### [EXERCISE]
Within the entries below, find each line containing the word "created" and copy it.

Segment Start: EXERCISE MATERIALS

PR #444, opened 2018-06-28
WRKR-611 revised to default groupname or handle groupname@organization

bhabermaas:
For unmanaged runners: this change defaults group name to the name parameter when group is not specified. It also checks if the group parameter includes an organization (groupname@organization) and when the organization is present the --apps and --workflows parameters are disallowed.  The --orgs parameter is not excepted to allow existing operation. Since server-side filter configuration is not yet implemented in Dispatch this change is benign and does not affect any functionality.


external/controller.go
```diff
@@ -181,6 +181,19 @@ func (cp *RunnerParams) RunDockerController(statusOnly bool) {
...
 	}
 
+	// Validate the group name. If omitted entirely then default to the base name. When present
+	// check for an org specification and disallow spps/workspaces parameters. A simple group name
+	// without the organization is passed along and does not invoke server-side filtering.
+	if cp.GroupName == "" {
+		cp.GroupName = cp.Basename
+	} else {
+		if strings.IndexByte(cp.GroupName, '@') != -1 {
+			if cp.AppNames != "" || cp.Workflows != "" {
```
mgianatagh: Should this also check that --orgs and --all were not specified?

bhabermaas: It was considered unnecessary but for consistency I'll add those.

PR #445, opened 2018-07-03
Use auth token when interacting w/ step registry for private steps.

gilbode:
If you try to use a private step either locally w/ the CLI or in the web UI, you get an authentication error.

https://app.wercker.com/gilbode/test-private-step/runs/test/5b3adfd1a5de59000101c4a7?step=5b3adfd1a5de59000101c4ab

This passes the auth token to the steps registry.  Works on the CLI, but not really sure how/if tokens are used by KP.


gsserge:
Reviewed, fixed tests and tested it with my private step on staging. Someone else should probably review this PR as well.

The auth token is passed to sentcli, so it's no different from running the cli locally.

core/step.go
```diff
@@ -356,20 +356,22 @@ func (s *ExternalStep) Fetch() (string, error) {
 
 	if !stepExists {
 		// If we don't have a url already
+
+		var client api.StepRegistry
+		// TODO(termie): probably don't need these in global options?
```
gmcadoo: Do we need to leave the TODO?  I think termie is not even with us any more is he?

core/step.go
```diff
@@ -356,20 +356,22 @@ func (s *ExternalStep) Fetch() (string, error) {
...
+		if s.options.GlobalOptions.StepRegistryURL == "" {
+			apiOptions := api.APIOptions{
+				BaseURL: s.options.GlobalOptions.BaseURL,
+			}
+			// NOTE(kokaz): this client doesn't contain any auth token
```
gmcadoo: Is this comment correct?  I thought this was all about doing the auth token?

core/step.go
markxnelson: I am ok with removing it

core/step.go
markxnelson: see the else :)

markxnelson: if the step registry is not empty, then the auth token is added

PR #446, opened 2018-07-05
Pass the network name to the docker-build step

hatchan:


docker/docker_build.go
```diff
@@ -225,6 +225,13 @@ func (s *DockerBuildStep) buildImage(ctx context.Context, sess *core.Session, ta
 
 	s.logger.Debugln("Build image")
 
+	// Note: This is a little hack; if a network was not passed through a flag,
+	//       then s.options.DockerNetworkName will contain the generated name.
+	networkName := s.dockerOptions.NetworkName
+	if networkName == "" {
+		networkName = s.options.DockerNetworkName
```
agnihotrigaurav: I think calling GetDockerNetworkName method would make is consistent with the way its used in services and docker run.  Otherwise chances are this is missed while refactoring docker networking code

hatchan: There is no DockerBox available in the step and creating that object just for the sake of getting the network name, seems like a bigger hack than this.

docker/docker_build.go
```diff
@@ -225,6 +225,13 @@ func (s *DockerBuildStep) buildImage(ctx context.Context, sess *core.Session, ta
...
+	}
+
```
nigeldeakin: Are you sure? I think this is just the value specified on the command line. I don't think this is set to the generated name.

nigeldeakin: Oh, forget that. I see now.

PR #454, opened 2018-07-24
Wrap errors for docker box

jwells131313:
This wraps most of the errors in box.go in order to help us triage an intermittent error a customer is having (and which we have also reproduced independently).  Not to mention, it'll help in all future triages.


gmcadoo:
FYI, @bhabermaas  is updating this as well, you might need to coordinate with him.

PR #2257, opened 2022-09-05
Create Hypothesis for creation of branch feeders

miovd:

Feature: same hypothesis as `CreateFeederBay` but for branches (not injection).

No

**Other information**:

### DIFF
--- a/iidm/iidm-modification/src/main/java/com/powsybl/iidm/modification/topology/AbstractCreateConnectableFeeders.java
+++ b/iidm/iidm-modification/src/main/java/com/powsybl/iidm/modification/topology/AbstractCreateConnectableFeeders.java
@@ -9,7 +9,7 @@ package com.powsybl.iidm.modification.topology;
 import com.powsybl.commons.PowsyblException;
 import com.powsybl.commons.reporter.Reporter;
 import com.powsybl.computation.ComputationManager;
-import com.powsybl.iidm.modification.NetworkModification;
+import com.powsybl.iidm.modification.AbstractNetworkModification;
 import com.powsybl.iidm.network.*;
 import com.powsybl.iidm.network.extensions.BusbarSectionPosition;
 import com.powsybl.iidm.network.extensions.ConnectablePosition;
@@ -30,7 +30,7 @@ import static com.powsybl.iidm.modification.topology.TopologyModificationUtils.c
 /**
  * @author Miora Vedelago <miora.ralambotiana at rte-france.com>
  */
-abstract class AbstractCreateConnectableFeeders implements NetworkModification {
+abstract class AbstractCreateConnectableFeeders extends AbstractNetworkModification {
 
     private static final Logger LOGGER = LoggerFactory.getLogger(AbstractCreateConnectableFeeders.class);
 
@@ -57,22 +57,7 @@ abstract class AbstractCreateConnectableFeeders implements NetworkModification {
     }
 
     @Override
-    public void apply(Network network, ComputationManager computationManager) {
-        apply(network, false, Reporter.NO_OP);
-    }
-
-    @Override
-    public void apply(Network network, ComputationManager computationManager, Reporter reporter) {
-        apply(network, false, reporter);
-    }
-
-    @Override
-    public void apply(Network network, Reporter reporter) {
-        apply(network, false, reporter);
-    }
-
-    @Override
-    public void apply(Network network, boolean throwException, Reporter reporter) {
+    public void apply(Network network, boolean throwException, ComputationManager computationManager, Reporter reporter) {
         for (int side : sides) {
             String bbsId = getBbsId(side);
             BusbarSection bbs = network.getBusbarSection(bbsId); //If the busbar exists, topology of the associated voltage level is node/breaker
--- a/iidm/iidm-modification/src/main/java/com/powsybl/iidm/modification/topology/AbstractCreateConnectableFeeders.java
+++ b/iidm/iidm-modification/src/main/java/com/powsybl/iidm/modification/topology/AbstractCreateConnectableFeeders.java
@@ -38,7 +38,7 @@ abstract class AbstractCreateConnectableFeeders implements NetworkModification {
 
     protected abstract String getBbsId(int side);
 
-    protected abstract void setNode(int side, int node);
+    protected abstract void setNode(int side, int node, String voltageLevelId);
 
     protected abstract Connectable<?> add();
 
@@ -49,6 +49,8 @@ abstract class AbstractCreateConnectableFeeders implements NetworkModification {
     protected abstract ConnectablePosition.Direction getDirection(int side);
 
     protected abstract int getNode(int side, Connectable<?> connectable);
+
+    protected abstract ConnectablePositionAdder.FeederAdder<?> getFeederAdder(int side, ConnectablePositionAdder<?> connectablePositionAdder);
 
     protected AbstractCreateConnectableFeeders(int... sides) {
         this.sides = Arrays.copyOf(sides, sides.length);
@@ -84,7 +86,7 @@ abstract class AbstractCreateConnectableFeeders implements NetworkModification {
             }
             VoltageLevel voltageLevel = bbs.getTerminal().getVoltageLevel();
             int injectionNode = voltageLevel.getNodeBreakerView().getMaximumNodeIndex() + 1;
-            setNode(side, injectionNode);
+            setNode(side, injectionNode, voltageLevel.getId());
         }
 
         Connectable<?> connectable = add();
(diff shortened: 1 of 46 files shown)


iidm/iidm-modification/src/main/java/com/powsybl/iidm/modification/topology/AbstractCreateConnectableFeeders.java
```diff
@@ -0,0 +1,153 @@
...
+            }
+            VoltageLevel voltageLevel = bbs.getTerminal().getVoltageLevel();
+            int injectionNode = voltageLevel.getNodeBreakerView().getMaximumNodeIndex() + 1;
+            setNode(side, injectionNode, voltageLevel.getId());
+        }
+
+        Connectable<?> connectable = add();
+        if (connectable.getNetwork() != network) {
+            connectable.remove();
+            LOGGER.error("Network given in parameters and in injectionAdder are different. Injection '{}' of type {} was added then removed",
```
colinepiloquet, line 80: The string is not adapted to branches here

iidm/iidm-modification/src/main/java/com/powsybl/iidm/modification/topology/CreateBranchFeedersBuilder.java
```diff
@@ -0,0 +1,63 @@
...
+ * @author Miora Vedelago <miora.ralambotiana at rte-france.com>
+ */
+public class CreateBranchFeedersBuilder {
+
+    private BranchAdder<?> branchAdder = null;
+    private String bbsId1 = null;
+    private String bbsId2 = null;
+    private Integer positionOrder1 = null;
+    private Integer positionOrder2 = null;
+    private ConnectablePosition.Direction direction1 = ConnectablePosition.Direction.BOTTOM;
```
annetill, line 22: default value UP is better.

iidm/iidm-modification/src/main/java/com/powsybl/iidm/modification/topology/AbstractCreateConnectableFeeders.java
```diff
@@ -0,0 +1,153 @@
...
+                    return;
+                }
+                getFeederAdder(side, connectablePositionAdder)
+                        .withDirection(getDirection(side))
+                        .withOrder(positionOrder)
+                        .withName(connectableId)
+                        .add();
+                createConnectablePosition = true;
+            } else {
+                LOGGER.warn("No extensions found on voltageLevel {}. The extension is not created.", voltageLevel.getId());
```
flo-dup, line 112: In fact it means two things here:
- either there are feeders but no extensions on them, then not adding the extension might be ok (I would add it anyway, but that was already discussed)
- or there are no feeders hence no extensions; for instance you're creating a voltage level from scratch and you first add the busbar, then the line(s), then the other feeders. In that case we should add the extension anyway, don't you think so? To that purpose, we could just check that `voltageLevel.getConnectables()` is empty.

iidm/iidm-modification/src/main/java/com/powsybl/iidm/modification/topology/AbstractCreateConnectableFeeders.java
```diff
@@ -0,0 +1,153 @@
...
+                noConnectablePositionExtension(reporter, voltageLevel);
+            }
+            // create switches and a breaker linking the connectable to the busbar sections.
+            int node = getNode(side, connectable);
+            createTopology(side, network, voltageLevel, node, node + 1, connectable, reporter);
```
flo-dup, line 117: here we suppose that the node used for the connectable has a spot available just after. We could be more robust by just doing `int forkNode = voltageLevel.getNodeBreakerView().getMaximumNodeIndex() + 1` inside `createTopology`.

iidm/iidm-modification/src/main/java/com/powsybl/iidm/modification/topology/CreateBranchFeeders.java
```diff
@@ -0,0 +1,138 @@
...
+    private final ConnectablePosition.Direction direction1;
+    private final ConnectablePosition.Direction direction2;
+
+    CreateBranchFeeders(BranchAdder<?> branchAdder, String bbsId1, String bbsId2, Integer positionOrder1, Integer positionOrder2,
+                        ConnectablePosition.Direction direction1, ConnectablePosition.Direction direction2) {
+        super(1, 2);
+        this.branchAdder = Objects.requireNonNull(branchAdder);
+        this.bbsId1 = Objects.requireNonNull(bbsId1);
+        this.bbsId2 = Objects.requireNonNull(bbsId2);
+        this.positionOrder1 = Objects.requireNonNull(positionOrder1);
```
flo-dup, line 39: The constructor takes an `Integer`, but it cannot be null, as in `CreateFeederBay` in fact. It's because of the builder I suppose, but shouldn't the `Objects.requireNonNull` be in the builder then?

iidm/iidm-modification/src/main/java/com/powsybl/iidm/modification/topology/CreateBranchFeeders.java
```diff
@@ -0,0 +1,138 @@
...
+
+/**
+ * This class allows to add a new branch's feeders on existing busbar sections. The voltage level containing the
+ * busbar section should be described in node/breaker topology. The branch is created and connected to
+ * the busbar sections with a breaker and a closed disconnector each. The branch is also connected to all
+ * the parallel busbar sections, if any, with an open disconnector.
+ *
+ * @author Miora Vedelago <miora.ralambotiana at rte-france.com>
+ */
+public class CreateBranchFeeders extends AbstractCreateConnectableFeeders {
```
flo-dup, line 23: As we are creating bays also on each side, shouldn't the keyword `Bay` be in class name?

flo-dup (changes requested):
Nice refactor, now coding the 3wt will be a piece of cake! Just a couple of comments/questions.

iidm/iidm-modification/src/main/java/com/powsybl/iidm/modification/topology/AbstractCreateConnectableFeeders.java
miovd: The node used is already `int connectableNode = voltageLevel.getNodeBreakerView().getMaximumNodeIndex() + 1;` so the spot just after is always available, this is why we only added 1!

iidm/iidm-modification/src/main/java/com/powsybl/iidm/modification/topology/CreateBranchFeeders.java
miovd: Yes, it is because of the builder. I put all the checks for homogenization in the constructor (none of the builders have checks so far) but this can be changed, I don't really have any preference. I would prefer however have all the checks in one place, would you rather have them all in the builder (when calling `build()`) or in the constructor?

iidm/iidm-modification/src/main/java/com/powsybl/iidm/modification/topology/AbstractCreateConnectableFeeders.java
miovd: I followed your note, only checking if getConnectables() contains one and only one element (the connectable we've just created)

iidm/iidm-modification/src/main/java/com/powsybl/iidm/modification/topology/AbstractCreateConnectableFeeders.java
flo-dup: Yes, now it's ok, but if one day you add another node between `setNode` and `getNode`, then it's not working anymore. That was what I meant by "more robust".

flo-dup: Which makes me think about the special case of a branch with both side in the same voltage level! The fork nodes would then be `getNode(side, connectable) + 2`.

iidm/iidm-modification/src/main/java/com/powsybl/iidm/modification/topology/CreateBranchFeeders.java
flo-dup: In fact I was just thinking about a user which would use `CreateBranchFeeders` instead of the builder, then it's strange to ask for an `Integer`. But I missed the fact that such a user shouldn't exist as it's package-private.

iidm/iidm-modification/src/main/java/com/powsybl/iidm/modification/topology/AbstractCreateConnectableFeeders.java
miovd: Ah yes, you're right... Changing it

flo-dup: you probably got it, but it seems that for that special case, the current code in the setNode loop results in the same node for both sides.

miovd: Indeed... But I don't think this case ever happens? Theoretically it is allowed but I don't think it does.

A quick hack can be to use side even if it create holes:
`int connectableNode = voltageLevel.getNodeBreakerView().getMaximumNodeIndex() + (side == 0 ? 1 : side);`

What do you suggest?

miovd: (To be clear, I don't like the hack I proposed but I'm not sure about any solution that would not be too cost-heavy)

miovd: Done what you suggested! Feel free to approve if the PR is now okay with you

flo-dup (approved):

Segment End: EXERCISE MATERIALS

### [RESPONSE]
+                LOGGER.warn("No extensions found on voltageLevel {}. The extension is not created.", voltageLevel.getId());
+ * busbar section should be described in node/breaker topology. The branch is created and connected to
miovd: I followed your note, only checking if getConnectables() contains one and only one element (the connectable we've just created)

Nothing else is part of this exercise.